Question 1 (20pts): Briefly comment on the following: a) The number of bytes required to save these data types in C: int *, int, char *, char. Clarify any assumptions. b) At least two factors that...

1 answer below »






Question 1 (20pts):


Briefly comment on the following:


a) The number of bytes required to save these data types in C: int *, int, char *, char. Clarify any assumptions.


b) At least two factors that determine the stack size associate with a TI RTOS task.


c) At least one advantage and one disadvantage of pinned memory.


d) How to guarantee real time deadlines when using the Direct Memory Access (DMA) unit to transfer data between two memory locations in a single bus system?


e) The context switching overhead. What factors contribute to this overhead?

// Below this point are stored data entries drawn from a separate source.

Issue #145, opened 2026-06-14
oracle_runs.started_at is completion time, not start time → auto-run staleness gate can wrongly block a compiler refresh


skakri:
## Problem

`oracle_runs.started_at` is stamped by `record_oracle_run` (oracle/store.rs) with `now_ms()` **at completion**, not when the run actually began. The background auto-fresh oracle's staleness gate (`auto_run_decision`) compares `last_run_started_at` against the index's `last_index_change_ms`:

- A background run starts, then a watcher reindex lands **during** the (multi-second) run.
- The run's content gates correctly skip the drifted documents (#82/#83), so it records no verdict for them.
- But `started_at` is written at completion, so `last_run_ms > last_index_change_ms` ⇒ the next tick returns `NotStale` ⇒ compiler-grade ranking for those edits **never refreshes** until another edit or a manual `oracle run`.

Flagged by Codex review on #142 (the importance-ranking PR). Self-healing (next edit unblocks it), hence not bundled into #142 — the fix touches the oracle run-recording contract, a different subsystem.

## Fix

Record `started_at` as the run's actual start — the moment the pre-spawn snapshot is captured (the same instant `pre_spawn_sha` is taken in `commands::oracle_run` and the background `run_oracle_tool_background`). Thread an explicit `started_at_ms` through `run_oracle` / `OracleRunInput` / `record_oracle_run` (clock injected, per the codebase convention), defaulting to `now_ms()` for paths with no controlled spawn moment (`--scip`, tests).

~9 call sites: `store::record_oracle_run`, `run::OracleRunInput` + `run::run`, `oracle::run_oracle` (+ `run_oracle_with_tool`), `IndexDatabase::run_oracle` (+ `run_oracle_from_scip`), and callers in `commands.rs` / `main.rs` (background) / tests.

## Test

A run whose `started_at` predates an index change must read as `Stale` on the next `auto_run_decision` tick (assert against `latest_run_started_at`), so the compiler refresh is not wrongly gated `NotStale`.

skakri:
Fixed in #146 (merged): oracle runs now record `started_at` as the run's real start (the pre-spawn snapshot, captured under the write lock), and the latest-run readers order by `id DESC` (completion order) so an overlapping pair is keyed to the run whose verdicts are actually live. The auto-run staleness gate no longer wedges at NotStale after a run overlaps a watcher reindex.

Issue #49, opened 2026-06-09
impact_surface: surface a caveat when a section is truncated at LIMIT (no silent caps)


skakri:
## Problem

The `impact_surface` symbol-report sections (`tests_touching_symbol_path`, `docs_mentioning_symbol_path`, `text_fallback_hits`, and the import/export + git/papertrail sections) silently `truncate(limit)` their results. When more files match than `limit`, the response gives no indication that it was capped — an agent reading it can't distinguish "these are all the matches" from "these are the first N of many."

This violates the repo's **"no silent caps — log/surface what was dropped"** convention.

## Context

Follow-up to #48. The one-row-per-file collapse landed in 8c923e4 makes hitting the cap far rarer (LIMIT now counts distinct files, not fanned-out symbol rows), so this is lower priority — but the silent truncation itself is still there.

## Fix sketch

Detect per-section overflow and surface it honestly, e.g.:
- Fetch `limit + 1` and, if the extra row comes back, drop it and set a `truncated: true` flag / push a caveat into `completeness_and_caveats.caveats` like `"tests_touching_symbol_path truncated at N files; more matches exist."`
- Or run a cheap `COUNT(DISTINCT files.path)` per section and report `shown` vs `total`.

Prefer the `limit + 1` probe — it avoids a second scan per section/needle and is enough to flag "there is more." Wire the flag/caveat through `ImpactSurfaceReport` so the MCP `completeness_risk` logic can also factor it in (same spirit as the degraded-coverage escalation in #47).

skakri:
Fixed in #146 (merged): the structured `impact_surface` report now lists every section capped at `limit` in `truncated_sections` plus a caveat — including the `repo_memories` section (per-lane pre-split count). The residual flat/query-only `Vec<ImpactItem>` shape (free-text query + allow_ambiguous fallback) has no completeness slot and is a separate compat-shape decision, tracked in #150.

PR #146, opened 2026-06-14
fix: oracle started_at = run start (#145); impact_surface flags truncated sections (#49)

skakri:
Two pre-release fixes from the open-issue triage.

## #145 — oracle `started_at` is the run's start, not completion

`oracle_runs.started_at` was stamped with `now_ms()` *inside* `record_oracle_run`, i.e. at completion. The background auto-fresh oracle's staleness gate compares the latest run's `started_at` against the index's last-change clock — so a run that overlapped a watcher reindex (its content gates correctly skip the drifted docs) recorded a completion time *after* that change, making the gate read `NotStale` and **never refresh compiler ranking** until the next edit or a manual run.

Fix: capture the real start (before the tool subprocess, at the pre-spawn snapshot) and thread it through new explicit-start entry points — `store::record_oracle_run_at`, `oracle::run_oracle_at`, `IndexDatabase::run_oracle_at` — used by `oracle run`, the background auto-run, and `run_oracle_with_tool`. The original `now_ms()`-stamping names remain for callers with no controlled spawn moment (pre-built `--scip`, tests), so the wide test surface is untouched.

## #49 — `impact_surface` no longer caps sections silently

Each `impact_surface` section was truncated at `limit` with no signal. The completeness block now reports every section that returned exactly `limit` rows in a new `truncated_sections: [..]` field and adds a caveat, so a truncated list never reads as complete coverage. (Graph envelope tools already had `summary.truncated`; this brings impact in line.)

## Tests
- `record_oracle_run_at_persists_the_passed_start_time` — recording with a past start time reads back that value, not completion.
- `impact_report_flags_a_section_truncated_at_limit` — 3 callers + limit=2 → `direct_semantic_callers` named in `truncated_sections` + a caveat; a generous limit flags nothing.

Full `rag-rat-core` (419) + `rag-rat-mcp` (20) + CLI suites green; clippy + nightly-fmt clean.

### DIFF
--- a/crates/rag-rat-cli/src/commands.rs
+++ b/crates/rag-rat-cli/src/commands.rs
@@ -296,13 +296,14 @@ fn oracle_run(config: &Config, args: &OracleRunArgs) -> anyhow::Result<()> {
     // including DURING the subprocess, which the post-exit `production_sha` snapshot cannot see —
     // is skipped, never mis-joined. A reindex slipping in between this lock release and the spawn
     // is detected by the same gate.
-    let pre_spawn_sha = with_oracle_write_lock(config, |db| db.oracle_pre_spawn_snapshot())?;
-    // Stamp `started_at` right AFTER the pre-spawn snapshot (which read the indexed state this run
-    // covers) and before the tool subprocess: later than the indexed_at it's based on (so a run
-    // that covers fresh state isn't falsely judged stale even if the write-lock wait was long),
-    // yet before any mid-run reindex (so a run that misses one IS judged stale). (#145 + #146
-    // review)
-    let started_at_ms = crate::now_epoch_ms();
+    // Stamp `started_at` INSIDE the same write-lock as the pre-spawn snapshot, so no watcher
+    // reindex can land between reading the indexed state and recording the start. Under the lock,
+    // started_at corresponds exactly to the indexed state this run covers: ≥ that indexed_at (so a
+    // run covering fresh state isn't falsely judged stale even after a long lock wait) yet before
+    // any mid-run reindex (so a run that misses one IS judged stale). (#145 + #146 review)
+    let (started_at_ms, pre_spawn_sha) = with_oracle_write_lock(config, |db| {
+        Ok((crate::now_epoch_ms(), db.oracle_pre_spawn_snapshot()?))
+    })?;
     let scip_output = config
         .database
         .parent()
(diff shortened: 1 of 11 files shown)


skakri:
All three addressed in b6c1bd2:

- **Include memory evidence in truncation reporting** ✅ `repo_memories` is now part of the truncation check — `memory_evidence_for_symbol_and_edges` caps each lane at `limit`, so `truncated_sections` (and the caveat) flag `repo_memories` when any active lane (`direct`/`path_crossed`/`call_path_crossed`) fills the cap. Test extended: 3 memories on `hub` + limit=2 now asserts `repo_memories` is reported.

- **Keep staleness tied to the last completed write** ✅ The "latest run" readers (`latest_run_started_at`, `latest_run_tool_version`, `status::last_run_meta`) now `ORDER BY id DESC` = insertion/completion order (the run row is written at the end of `run::run`, under the write lock), not `started_at DESC`. So when two runs overlap and finish in the opposite order they started, the staleness clock follows the run whose `edge_oracle` verdicts are actually live (highest id), and returns *its* start time.

- **Stamp the run after the pre-spawn snapshot lock** ✅ `started_at` is now captured right *after* the pre-spawn snapshot (the indexed state the run covers) in all three sites (`commands::oracle_run`, the background auto-run, `run_oracle_with_tool`). A long write-lock wait while the watcher indexes can no longer record a start earlier than the state the run covers (which would force a needless rerun); it's still stamped before the subprocess, so a mid-run reindex is still correctly treated as stale.

Full core (419) + mcp (20) + CLI suites green; clippy + nightly-fmt clean.

skakri:
@codex review

skakri:
Round 3 — addressed in 694edb6:

- **Stamp oracle start while the snapshot lock is held** ✅ `started_at` is now captured *inside* the same `with_oracle_write_lock` closure as the pre-spawn snapshot, in both `commands::oracle_run` and the background path: `let (started_at_ms, pre_spawn_sha) = with_oracle_write_lock(.., |db| Ok((now_epoch_ms(), db.oracle_pre_spawn_snapshot()?)))?`. No watcher reindex can interleave between reading the indexed state and stamping the start, so `started_at` is atomic with the state the run covers.

- **Count stale memory lanes when flagging truncation** ✅ `memory_evidence_for_symbol_and_edges` now returns `(evidence, truncated)`, where `truncated` is computed from each lane's **pre-split** row count (`>= limit`) — before `split_active_stale` moves rows to `stale`. The impact builder uses that flag instead of the active-lane-max heuristic, so an all-stale or mixed result that filled the cap is correctly flagged.

- **Add truncation reporting to query-only impact results** → tracked as **#150**, not in this PR. The flat `Vec<ImpactItem>` path (free-text `query` + the `allow_ambiguous` fallback) is the documented compatibility shape with no completeness slot; adding it means either changing that shape or a side-channel — a separate design decision rather than a drop-in. #49's structured/symbol-selected report (the primary path) is fully covered here; #150 carries the flat-shape gap with options.

The three round-2 comments (commit 4bb811b) were already fixed in b6c1bd2. Full core (419) + mcp (20) + CLI suites green; clippy + nightly-fmt clean.

Issue #149, opened 2026-06-14
Wire contract: drop ephemeral symbol_id, make logical_symbol_id an opaque `sym_<hex>` handle


skakri:
## Problem

Two symbol ids leak onto the MCP wire, and both are footguns:

- **`symbol_id`** is an `INTEGER PRIMARY KEY AUTOINCREMENT` rowid. A per-file reindex does `DELETE+INSERT` (`internals.rs` heal/rebuild), so the id is **reassigned on every reindex** — observed live: `is_readonly_violation` 875582 → 875938 after a one-line edit. An agent that caches a `symbol_id` from one call and passes it to the next (across an edit) gets a dangling handle. There is no safe way to use it across edits.
- **`logical_symbol_id`** is the *stable* handle (63-bit truncation of `SHA-256(language, path, name, qualified_name, kind, signature)`; `stable_id` in `index/mod.rs`). But it's a ~6×10¹⁸ number, serialized as a **decimal string** (`serde_big_id`, #130) so JSON clients don't round it past 2⁵³. A decimal string still *looks* like a number and invites `parseInt()` → silent rounding/corruption.

## Decision

One **opaque, stable, self-describing** symbol handle on the wire; the ephemeral rowid never leaves the engine. **Clean break — no transitional support.**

f) Thread concurrency. Give an example when it is beneficial.


g) Two issues to take into consideration when profiling an embedded software package. Describe a workaround for every issue.


h) The need for atomic operations to implement semaphores. Explain an alternative method if the micro architecture does not provide atomic operations.


i) Three reasons why a program might not scale in terms of reducing its runtime when it moves from a single core to a multicore platform?


j) Consider a system with three tasks T1, T2 and T3 and three resources R1, R2, and R3. Task T1 can acquire R1 and R2, task T2 can acquire R2 and R3, task T3 can acquire R3. There is no restriction on when a task can ask for a resource. Can this system deadlock? Explain.







Question 2 (20pts):


Given the following SDF graph A, B, C, and D are actors. Adjacent to each port is the number of tokens consumed or produced by a firing of the actor on that port. Assume the variable x represent the number of initial tokens (delay values) on the corresponding edge from C to B. x has non-negative integer value.


a) Write and solve the balance equations for this SDF graph. What is the minimum value for x for this graph to have a valid SDF schedule?


b) Given the value of x from step ‘a’, derive a schedule that requires the minimum buffer sizes for the shown data flow edges. What is the total buffer space required for this schedule?






Define the function T{V  R} as the amount of time units that an actor V takes to complete one firing. For the shown graph, T(A) = 1, T(B)=4, T(C)=4, and T(D)=5. If we define the latency of one iteration of the schedule by the time when A starts the firing till D ends firing within that iteration. The average latency of the system is the average latency of the graph across multiple iterations. The throughput of the system is defined by the number of completed iterations per unit time. Answer the following:


c) Given a platform with one processor, what is the average latency and the throughput of the system?


d) Given a platform with two processors, can you reduce the average latency of the system? Draw a time diagram that shows how actor instances are assigned to processors to validate your solution. What is the minimum value of x in this case? What is the minimum buffer sizes for all edges? What is the throughput and latency of the system?


e) Assume x=2, and given the throughput value you calculated in step d, can you increase the throughput further? If so, what is the latency? Explain and support your answer with a timing diagram as you did in step d. (Hint: the back edge from C to B means that consecutive graph iterations are data dependent).







Question 3 (20pts):


Consider two tasks to be executed periodically on a single processor, where task 1 has period p1 = 4 and task 2 has period p2 = 10. Assume task 1 has execution time e1 = 1, and task 2 has execution time e2 = 7.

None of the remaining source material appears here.